[Start of section]
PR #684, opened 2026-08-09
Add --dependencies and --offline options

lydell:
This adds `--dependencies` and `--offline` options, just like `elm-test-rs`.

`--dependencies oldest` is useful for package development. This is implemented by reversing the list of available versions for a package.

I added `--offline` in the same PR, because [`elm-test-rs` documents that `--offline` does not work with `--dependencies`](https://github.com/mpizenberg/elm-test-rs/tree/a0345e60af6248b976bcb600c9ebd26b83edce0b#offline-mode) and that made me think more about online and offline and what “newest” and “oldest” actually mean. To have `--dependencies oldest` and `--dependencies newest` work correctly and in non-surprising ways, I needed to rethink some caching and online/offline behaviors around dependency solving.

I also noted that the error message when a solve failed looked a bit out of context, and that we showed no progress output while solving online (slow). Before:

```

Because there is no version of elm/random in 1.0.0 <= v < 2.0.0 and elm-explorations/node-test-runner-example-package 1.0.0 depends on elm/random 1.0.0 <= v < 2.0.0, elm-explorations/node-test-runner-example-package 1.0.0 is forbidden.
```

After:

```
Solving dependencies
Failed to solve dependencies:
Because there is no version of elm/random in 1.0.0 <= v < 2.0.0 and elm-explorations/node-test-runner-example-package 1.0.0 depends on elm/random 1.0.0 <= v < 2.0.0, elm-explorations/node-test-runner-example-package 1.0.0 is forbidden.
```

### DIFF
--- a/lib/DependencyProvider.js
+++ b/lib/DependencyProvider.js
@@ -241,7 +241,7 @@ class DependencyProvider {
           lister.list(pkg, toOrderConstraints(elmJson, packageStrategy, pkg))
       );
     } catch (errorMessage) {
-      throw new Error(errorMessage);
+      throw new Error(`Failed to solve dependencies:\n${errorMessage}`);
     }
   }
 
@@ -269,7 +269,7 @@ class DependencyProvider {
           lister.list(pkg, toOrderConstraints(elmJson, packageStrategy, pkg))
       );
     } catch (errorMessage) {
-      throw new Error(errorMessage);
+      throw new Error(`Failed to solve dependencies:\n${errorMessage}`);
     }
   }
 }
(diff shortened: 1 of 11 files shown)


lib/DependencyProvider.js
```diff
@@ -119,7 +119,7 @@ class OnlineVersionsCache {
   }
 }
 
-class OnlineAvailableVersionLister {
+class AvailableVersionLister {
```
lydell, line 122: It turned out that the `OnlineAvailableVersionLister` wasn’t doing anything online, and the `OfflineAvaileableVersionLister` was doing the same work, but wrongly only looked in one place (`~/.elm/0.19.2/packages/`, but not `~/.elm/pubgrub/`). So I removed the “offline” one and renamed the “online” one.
[End of section]
[Start of section]
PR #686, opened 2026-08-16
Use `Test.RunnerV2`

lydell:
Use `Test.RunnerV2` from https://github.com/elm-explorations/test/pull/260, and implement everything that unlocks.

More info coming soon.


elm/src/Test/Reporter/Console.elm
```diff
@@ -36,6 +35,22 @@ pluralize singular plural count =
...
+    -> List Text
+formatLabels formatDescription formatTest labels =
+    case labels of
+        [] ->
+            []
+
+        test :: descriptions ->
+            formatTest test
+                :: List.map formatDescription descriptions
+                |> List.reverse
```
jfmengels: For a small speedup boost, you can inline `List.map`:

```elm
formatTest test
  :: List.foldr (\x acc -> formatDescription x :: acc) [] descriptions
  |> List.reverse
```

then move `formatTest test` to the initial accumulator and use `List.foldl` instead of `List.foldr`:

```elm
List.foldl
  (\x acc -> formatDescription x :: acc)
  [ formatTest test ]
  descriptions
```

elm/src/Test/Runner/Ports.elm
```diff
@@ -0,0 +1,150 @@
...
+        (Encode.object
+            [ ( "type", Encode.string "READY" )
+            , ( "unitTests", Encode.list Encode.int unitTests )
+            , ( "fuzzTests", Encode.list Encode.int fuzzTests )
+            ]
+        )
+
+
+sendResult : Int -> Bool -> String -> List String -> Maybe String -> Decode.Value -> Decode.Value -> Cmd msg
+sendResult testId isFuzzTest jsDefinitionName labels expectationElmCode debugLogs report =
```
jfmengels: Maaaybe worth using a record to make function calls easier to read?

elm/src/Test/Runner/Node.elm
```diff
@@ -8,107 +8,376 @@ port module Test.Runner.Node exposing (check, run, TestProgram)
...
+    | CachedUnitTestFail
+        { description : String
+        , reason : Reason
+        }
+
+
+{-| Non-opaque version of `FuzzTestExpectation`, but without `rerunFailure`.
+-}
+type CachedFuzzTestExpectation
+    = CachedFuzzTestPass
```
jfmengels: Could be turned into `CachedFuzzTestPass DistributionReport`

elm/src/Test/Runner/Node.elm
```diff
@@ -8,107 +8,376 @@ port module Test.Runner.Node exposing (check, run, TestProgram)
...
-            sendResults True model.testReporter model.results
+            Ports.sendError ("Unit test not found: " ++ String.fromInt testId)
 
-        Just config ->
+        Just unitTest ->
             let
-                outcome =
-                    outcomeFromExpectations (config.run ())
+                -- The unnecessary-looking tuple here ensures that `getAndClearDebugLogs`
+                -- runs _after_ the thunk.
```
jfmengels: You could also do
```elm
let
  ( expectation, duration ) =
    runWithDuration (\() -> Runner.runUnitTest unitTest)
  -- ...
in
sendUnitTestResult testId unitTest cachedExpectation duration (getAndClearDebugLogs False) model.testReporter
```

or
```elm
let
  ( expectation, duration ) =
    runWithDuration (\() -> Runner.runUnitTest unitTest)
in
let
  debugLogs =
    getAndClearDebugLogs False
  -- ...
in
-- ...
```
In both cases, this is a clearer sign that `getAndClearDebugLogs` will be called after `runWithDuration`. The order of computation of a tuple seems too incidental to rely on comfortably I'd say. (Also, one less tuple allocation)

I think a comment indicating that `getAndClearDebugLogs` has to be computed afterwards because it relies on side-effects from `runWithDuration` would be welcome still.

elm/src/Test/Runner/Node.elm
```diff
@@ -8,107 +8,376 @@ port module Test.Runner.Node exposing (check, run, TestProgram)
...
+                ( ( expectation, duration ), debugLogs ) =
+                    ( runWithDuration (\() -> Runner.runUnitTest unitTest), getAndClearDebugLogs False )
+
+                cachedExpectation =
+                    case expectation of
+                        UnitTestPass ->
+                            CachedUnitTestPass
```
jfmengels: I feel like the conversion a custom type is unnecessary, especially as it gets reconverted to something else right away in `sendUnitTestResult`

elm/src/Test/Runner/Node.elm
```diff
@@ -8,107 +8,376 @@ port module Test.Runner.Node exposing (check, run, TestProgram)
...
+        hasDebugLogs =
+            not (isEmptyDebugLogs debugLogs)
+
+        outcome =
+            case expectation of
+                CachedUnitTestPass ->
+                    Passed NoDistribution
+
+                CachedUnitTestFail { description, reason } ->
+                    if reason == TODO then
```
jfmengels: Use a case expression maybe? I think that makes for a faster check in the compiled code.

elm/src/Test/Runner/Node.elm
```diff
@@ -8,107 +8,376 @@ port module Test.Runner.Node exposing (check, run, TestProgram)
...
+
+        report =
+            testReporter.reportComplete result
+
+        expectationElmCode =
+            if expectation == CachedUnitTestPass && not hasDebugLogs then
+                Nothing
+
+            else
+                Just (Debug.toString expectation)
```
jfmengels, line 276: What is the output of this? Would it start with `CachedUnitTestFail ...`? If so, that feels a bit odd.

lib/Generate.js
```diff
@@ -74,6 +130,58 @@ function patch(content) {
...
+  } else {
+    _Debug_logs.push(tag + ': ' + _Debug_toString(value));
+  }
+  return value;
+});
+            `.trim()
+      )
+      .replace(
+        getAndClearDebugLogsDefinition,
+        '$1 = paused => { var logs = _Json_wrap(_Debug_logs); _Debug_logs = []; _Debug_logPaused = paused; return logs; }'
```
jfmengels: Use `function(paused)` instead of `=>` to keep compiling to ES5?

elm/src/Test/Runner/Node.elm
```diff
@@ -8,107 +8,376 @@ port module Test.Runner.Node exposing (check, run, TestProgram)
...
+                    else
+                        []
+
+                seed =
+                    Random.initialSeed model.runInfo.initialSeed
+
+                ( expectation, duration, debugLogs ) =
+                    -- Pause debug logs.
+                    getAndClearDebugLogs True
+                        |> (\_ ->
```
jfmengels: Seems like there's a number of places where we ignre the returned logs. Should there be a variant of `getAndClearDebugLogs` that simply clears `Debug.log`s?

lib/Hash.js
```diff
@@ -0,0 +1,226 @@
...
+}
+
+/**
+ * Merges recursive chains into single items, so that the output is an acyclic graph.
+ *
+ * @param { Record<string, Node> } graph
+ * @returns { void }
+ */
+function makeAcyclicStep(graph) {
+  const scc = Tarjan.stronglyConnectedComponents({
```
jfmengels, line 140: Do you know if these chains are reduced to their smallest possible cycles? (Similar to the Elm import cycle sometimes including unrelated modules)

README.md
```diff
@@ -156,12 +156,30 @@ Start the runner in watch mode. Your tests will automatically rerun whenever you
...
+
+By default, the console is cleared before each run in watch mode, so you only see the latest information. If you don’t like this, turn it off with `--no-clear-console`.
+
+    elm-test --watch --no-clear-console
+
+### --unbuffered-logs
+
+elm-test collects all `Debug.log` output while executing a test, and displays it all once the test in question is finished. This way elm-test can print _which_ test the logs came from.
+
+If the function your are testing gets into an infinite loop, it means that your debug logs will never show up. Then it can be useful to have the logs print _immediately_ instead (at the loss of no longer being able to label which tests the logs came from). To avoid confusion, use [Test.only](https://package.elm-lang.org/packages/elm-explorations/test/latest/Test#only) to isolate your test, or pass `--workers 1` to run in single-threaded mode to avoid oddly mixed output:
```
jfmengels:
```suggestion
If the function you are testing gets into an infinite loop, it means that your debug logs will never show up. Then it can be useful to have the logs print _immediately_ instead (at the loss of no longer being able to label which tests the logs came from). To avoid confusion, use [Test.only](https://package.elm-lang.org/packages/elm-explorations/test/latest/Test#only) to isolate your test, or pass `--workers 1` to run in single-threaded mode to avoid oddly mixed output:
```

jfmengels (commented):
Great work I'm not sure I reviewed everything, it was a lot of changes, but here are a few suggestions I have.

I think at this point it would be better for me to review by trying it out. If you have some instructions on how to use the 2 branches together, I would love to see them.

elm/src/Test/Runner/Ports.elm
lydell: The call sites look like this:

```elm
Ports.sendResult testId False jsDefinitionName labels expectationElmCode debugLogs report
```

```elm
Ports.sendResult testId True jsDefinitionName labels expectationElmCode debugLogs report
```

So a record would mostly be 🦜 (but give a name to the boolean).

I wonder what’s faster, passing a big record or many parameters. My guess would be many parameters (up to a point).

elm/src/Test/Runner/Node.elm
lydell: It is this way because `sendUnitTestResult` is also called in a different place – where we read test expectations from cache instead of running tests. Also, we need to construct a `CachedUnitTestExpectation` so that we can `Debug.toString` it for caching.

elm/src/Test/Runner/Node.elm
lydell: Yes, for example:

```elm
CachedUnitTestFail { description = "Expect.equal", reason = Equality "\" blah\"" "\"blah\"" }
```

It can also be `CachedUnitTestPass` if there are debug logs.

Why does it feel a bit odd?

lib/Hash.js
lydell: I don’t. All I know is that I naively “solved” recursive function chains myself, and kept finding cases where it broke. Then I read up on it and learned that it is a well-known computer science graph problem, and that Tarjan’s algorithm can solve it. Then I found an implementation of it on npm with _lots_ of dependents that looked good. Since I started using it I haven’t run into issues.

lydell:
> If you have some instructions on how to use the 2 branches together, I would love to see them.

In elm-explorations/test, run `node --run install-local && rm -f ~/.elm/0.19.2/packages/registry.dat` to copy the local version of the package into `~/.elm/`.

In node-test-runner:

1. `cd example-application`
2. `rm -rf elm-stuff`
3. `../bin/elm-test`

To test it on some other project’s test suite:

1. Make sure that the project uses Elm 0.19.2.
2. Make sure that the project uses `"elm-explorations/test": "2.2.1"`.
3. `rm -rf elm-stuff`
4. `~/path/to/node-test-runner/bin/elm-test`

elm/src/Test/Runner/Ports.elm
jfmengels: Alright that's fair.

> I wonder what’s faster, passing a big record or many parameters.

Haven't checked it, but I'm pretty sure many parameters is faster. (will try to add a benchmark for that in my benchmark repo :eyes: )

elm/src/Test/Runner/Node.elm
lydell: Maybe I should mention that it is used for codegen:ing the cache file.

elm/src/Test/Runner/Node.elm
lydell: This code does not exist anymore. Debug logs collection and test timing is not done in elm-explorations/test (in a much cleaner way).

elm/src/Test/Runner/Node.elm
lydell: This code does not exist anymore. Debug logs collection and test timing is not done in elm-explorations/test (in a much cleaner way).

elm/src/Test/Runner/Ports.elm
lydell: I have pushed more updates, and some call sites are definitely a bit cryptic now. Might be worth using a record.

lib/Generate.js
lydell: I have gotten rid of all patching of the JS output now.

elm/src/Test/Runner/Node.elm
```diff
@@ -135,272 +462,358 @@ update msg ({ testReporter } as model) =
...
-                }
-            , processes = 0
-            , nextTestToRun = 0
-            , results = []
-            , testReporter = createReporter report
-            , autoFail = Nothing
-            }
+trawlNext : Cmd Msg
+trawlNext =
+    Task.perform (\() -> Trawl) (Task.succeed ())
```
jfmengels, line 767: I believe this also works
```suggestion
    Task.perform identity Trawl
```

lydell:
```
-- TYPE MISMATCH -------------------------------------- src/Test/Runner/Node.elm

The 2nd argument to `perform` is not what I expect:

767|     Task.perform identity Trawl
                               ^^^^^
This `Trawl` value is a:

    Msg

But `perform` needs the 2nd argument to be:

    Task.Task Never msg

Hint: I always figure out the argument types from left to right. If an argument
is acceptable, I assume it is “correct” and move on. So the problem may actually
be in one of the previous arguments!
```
[End of section]
[Start of section]
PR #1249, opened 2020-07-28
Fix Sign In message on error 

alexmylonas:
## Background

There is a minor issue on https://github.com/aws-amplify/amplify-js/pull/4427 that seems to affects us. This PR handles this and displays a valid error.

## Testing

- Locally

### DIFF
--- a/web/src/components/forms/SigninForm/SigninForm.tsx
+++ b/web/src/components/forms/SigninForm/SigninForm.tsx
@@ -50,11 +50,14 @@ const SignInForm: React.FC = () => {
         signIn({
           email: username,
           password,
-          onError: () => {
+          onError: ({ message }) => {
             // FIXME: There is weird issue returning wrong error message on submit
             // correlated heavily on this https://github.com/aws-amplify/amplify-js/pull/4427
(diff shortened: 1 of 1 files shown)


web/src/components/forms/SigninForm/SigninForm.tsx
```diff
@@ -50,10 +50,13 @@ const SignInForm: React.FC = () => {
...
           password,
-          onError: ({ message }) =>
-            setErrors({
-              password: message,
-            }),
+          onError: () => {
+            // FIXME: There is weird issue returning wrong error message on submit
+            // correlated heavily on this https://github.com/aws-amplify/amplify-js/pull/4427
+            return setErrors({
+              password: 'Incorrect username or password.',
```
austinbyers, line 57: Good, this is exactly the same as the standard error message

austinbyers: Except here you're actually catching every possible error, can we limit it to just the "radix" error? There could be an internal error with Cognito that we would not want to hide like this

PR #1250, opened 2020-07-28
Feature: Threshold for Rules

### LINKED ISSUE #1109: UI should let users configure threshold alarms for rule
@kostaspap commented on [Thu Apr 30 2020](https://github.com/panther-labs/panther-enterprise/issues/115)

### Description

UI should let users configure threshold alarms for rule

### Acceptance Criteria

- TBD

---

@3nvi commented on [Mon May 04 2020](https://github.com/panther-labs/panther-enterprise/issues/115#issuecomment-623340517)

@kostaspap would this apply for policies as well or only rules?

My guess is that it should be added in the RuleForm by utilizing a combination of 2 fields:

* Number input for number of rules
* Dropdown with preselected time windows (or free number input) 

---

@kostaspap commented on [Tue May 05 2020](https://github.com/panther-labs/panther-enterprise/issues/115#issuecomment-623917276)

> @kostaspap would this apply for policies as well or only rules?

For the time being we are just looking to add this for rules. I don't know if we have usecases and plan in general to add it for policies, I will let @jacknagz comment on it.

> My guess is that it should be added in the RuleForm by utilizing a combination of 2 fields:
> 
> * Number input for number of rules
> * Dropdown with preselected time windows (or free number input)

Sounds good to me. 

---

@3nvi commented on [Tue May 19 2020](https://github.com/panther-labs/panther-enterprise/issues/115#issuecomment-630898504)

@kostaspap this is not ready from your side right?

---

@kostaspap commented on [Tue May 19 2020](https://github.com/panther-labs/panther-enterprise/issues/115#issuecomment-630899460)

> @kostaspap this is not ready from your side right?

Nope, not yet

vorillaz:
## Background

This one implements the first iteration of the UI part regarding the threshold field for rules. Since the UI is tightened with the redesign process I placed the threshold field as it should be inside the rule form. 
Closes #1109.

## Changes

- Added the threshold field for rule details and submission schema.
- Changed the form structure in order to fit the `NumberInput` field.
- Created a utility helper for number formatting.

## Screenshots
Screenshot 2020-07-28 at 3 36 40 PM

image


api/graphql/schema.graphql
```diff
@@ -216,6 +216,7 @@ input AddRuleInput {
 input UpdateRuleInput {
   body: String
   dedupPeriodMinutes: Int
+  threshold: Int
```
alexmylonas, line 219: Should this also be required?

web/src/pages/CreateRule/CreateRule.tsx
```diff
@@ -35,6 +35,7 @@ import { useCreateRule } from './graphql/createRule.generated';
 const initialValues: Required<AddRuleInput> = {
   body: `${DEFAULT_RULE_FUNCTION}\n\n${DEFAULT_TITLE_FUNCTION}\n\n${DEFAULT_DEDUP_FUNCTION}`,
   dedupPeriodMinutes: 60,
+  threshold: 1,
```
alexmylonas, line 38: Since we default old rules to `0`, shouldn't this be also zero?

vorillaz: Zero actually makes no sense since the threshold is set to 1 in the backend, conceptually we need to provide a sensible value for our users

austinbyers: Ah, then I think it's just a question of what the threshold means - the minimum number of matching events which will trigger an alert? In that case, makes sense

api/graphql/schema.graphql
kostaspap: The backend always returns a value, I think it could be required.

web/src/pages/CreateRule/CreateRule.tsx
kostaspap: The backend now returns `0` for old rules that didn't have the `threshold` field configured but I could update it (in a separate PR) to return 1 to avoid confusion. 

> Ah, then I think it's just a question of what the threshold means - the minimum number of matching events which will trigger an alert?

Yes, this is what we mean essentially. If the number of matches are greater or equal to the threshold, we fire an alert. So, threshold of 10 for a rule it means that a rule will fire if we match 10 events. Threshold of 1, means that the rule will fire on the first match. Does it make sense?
[End of section]
Report, for the data above, every line in which the string "cachedExpectation" appears.

sendUnitTestResult testId unitTest cachedExpectation duration (getAndClearDebugLogs False) model.testReporter
+                cachedExpectation =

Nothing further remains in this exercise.